I should've joined them, of course. But I forgot something at home. It was stupid, really. My cat would be fine without me. And even if he wasn't, he was just a cat.
But I was just sad; conflicted. I didn't want to waste a few hours staring at the ceiling of a bunker when I could be out in the world. So, for whatever reason, I made the trek back into the city to feed my cat.

During an alien invasion.

That's when I saw him. Mister Green. Bruce Banner. Of course I had read the files. I had been apart of SHIELD long enough, and given my special connection I think Mr. Ross took pity on me. Banner was supposed to be dead; disappeared since the "fall" of Sokovia.

And yet here he was, running around New York City like there wasn't an invasion going on. Not like I could judge.

For whatever reason, we ended up in the car together. And he needed a ride out to the Avengers Outpost just up the river. Some would call that chance. But Bruce and I aren't really into chance.

The drive was more eventful than I would've liked. As in any natural disaster, some choice elements had taken the alien invasion as their cue to begin looting like mad. Thankfully I only had to go a little off road. Plus, living around the city for so long meant that I knew some of the lesser traveled roads to use.

It was awkward dropping Bruce off. I can tell he wanted to say something, ask me something. I didn't let the moment linger.

"Go get 'em," I told him. Whatever that meant. Then I sent him on his way. I tried to ignore the image of Captain America stepping out of the Quinjet in my rearview mirror.

I wasn't really into dreams anymore. Whatever did happen, I decided try my apartment again. Maybe this time I would actually feed my cat.

I had barely made it into the city when I got the call.

"Nick who?"

Oh. That Nick Fury. Guess things weren't going as swell as I thought, given that he was requisitioning my Nega-Bands research and anything else sufficiently powerful to do some damage.

I didn't bother to ask Ross. Maybe I should have. But anything to help the Avengers, right?

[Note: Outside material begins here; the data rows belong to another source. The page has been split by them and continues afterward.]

PR #6155, opened 2026-09-09
feat(demo): benchmark comparison, progress while reading, key results at the end of the CI report

YauhenBichel:
- **[A] compare with well-known repositories.** The next-step menu after the
  analysis offers "Compare these numbers with well-known open-source
  repositories". The branch loads `references/benchmarks.md` (which now
  points at `metrics.md`, not a missing file) and runs one analysis per
  benchmark with the same window, the user's repository first. Asked this
  before the change, the model compared star counts.
- **Same-day snapshots.** A 30-day analysis of apache/airflow takes about
  170 s live. Every live analysis now writes its figures and rendered
  report under `~/.opensre/ci_reliability_reports/`; a call for the same
  repository and window within 24 hours answers from it in a second, paints
  the saved report and says "as of <time>". The loop tick shares the writer.
  Prewarm the user's repository and the two benchmarks before the demo.
- **(a) progress while reading.** The collector reports each stage as it
  finishes (default-branch runs, pull request runs, merged PRs with counts
  and elapsed seconds, then the attempt-history check); the shell paints
  them as dim lines. Live: lines at 2 s, 3 s, 17 s, 51 s, 87 s, 101 s on
  Tracer-Cloud/opensre instead of one line after 107 s.
- **(b) results not buried.** No method definitions, no Σ/÷ lines; the
  blocked-PR table shows PR, author, day CI failed, blocked working hours,
  wall clock, with labelled totals under it; the report closes with a
  "Key results" block (default-branch red share with a bar, mean time back
  to green, CI-caused failure share with a bar, slowest normal run,
  developer time blocked per week). Markdown gets the same block.
- **Skill scope.** A slash command typed while a skill's menu is waiting
  (`/auto high` between the repository menu and its answer) no longer ends
  the skill, which had silently dropped the next-step menu in a live run.

### DIFF
--- a/core/agent_harness/prompts/skills/onboarding_cicd_fix/a_local_analysis/SKILL.md
+++ b/core/agent_harness/prompts/skills/onboarding_cicd_fix/a_local_analysis/SKILL.md
@@ -48,6 +48,7 @@ after_tool:
     args:
       title: What would you like to do next?
       options:
+        - Compare these numbers with well-known open-source repositories
         - Set up an agent that improves CI/CD reliability over time
         - Connect OpenSRE to Slack and hand off DevOps chores for your team
         - Exit demo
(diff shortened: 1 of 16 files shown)


YauhenBichel:
@greptile review

YauhenBichel:
@greptile review

YauhenBichel:
@greptile review

PR #6157, opened 2026-09-09
fix(shell): readable reply tables, visible quiet commands, menu allow_custom

YauhenBichel:
- Markdown tables render through ReplyMarkdown: bold header, dim column and
  header rules, cells fold instead of ellipsis; code spans keep colour only.
- Quiet shell_run prints a dim one-line command entry and hides the output.
- Menu recap lists the offered rows on a dim line.
- ask_user_choice accepts allow_custom on the run path; the schema property
  crashed every call that used it and the same menu was asked in a loop.


YauhenBichel:
@greptile review

PR #6158, opened 2026-09-09
fix(shell): rerun failed commands before answering; full command in tool frame rows

YauhenBichel:
- System prompt shell rules: fix and rerun a failing command (uv run python
  has the project libraries); never present a regex or guess as a measured
  figure; quiet hides output only.
- Tool frame rows keep the full collapsed command and clip to the terminal
  width instead of a fixed 72 characters, so file names survive.


YauhenBichel:
@greptile review

YauhenBichel:
@greptile review

PR #6159, opened 2026-09-09
fix(shell): keep a menu batch's open questions when some were just answered

YauhenBichel:
Follow-up to #6158, which made `ask_user_choice` refuse a question the user
had already answered in the same message (demo B asked "When should it run?"
four times). Greptile flagged a P1: when a batched request mixed one answered
question with unanswered ones, the whole batch was refused and the open
questions were lost, so the model had to rebuild a smaller batch on its own.

The guard now works per question:

- answered questions leave the batch, the rest are queued as before;
- when one question remains, it is asked as a plain single decision so the
  two-question minimum for batches does not reject it;
- the tool refuses only when every question was already answered, and the
  error lists each question with its answer so the model can continue.


YauhenBichel:
@greptile review

YauhenBichel:
@greptile review

YauhenBichel:
@greptile review

PR #6160, opened 2026-09-09
fix(shell): reply rows keep a right margin; CI report paints like a reply

YauhenBichel:
Right margin. At 210 columns the closing reply showed a blank line inside a
wrapped paragraph and a one-space continuation. Reproduced: the reply row was
padded to exactly the terminal width, and a full-width row followed by a
newline makes Terminal.app wrap before the newline. Measured against the
other shells at 120 columns, Cursor wraps prose 7 columns short, Droid 1,
Claude Code 0; opensre wrapped at 113 in the streaming path but at the full
width in the closing path. Reply, note and streaming rows now render two
columns short of the console width (`reply_width` in the streaming renderer),
pinned by a 210-column test.

One look for the CI report. The CI analytics tool painted its report with its
own Rich objects: dim labels, dim table header, no column rules, a formula
footer. That is why the demo report looked like a second application next to
the Ω reply, and why the theme change alone did not remove the grey. The
painter now prints the tool's markdown twin through `ReplyMarkdown`, which
moved from surfaces to `infrastructure/terminal/markdown.py` so integrations
can use it (one canonical path; the surfaces module is removed; `repl_table`
shares the box constant). Dead painter helpers are gone. Painted output now
has the reply's body colour, bold headings, accent table header, dim rules
and the same two-cell indent as the Ω gutter. Coverage notices are reworded
in plain language.

Greptile P1 on #6159 (benchmarks truncated analysis details): the compact
markdown switch is separate from `include_benchmarks`. Only the schedule
closing asks for compact; a non-terminal caller asking for benchmarks keeps
the full analysis (test added).

Theme. The purple palette set body text to a 71% grey, so every reply element
was a grey shade with bold as the only structure. Purple body text is now
#D0D0D0, the same as the blue theme and Droid's body, secondary #B4B4BC, and
markdown table headers use the bold accent.

### DIFF
--- a/core/agent_harness/ports.py
+++ b/core/agent_harness/ports.py
@@ -160,12 +160,17 @@ class ToolProvider(Protocol):
         confirm_fn: ConfirmFn | None,
         is_tty: bool | None,
         resolved_integrations: dict[str, Any] | None = None,
+        turn_user_message: str = "",
     ) -> list[Any]:
         """Return the agent tools available for this turn.
 
         When ``resolved_integrations`` is supplied it is the turn's single
         resolved-integration view (from ``TurnSnapshot``); the provider builds
         tools from it instead of resolving again, so tools and the prompt agree.
+
+        ``turn_user_message`` is what the user sent this turn; tools that must
+        not repeat work the message already settled (an answered menu) read it
+        from the scope.
         """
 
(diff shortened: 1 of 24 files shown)


YauhenBichel:
@greptile review

YauhenBichel:
@greptile review

PR #6162, opened 2026-09-09
fix(demo): the CI comparison is always built; the model chooses brevity instead

YauhenBichel:
Demo A ran without the benchmark comparison. The cause was a contradiction
the model resolved the wrong way: the skill says to call the analysis with
`include_benchmarks=true`, while the tool's own schema described the flag as
"Default false". The model followed the schema and passed false, so the
comparison against apache/airflow and fastapi/fastapi was missing and the
long counts appendix printed instead.

The flag conflated two different decisions:

- whether to compare, which reads same-day snapshots only and never fetches,
  so it costs nothing and is not a judgement call;
- how long the report is, which is a real choice.

`include_benchmarks` is gone from the public schema, so the model can no
longer turn the comparison off, and the comparison always runs. The schema
offers `compact` instead, which drops the counts appendix (executions,
failure classification, blocked time, workflows). The analysis skill now
calls the tool with `compact=true`; the benchmarks reference no longer
mentions a flag.

The failure mode is now safe in both directions: if the model forgets
`compact`, the reader gets the comparison plus more detail, instead of
losing the section the demo exists to show.

Live demo A on this branch, warm snapshots. The comparison is present:

    Metric                 │ Tracer-Cloud/opensre │ apache/airflow │ fastapi/fastapi
    Red time on main       │                 5.1% │           3.4% │            0.0%

On main, the same run called the tool with `include_benchmarks: false` and
produced no comparison at all. On this branch the model still passed
`compact: false` against the skill, and the only consequence is the extra
appendix: the table is there either way.

### DIFF
--- a/core/agent_harness/prompts/skills/onboarding_cicd_fix/a_local_analysis/SKILL.md
+++ b/core/agent_harness/prompts/skills/onboarding_cicd_fix/a_local_analysis/SKILL.md
@@ -127,7 +127,7 @@ the answer.
 ### 3. Analyze CI/CD reliability
 
 Call
-`analyze_github_ci_reliability(owner="<owner>", repo="<repo>", include_benchmarks=true)`
+`analyze_github_ci_reliability(owner="<owner>", repo="<repo>", compact=true)`
 for the chosen repository. The tool paints the report (key results first)
 and the comparison table itself. Do not restate figures, do not output
 `headline`, and do not call the tool again for benchmarks. A peer without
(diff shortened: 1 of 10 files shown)


YauhenBichel:
@greptile review

YauhenBichel:
@greptile review

YauhenBichel:
@greptile review

YauhenBichel:
@greptile review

He never did show up at the meeting spot. Of course, a lot of different people didn't show up to a lot of different meetings that day. I traced backwards from where we were supposed to meet. Found his car.

A pile of ash. And a pager?

Guess these spy types liked to keep it old school. My phone lit up again. Now it was Bruce, said the Avengers needed my help.

I stared at the pile of ash in front of me, the pager in my hand. I looked around the city I grew up in and expected to feel something.

I wish I could say I felt some sense of loss. But I didn't. My family was already dead. I was numb to anything else.

But I do know what my mother would've wanted me to do. And it was her memory I was determined to honor.

"Alright Bruce… tell me what you need."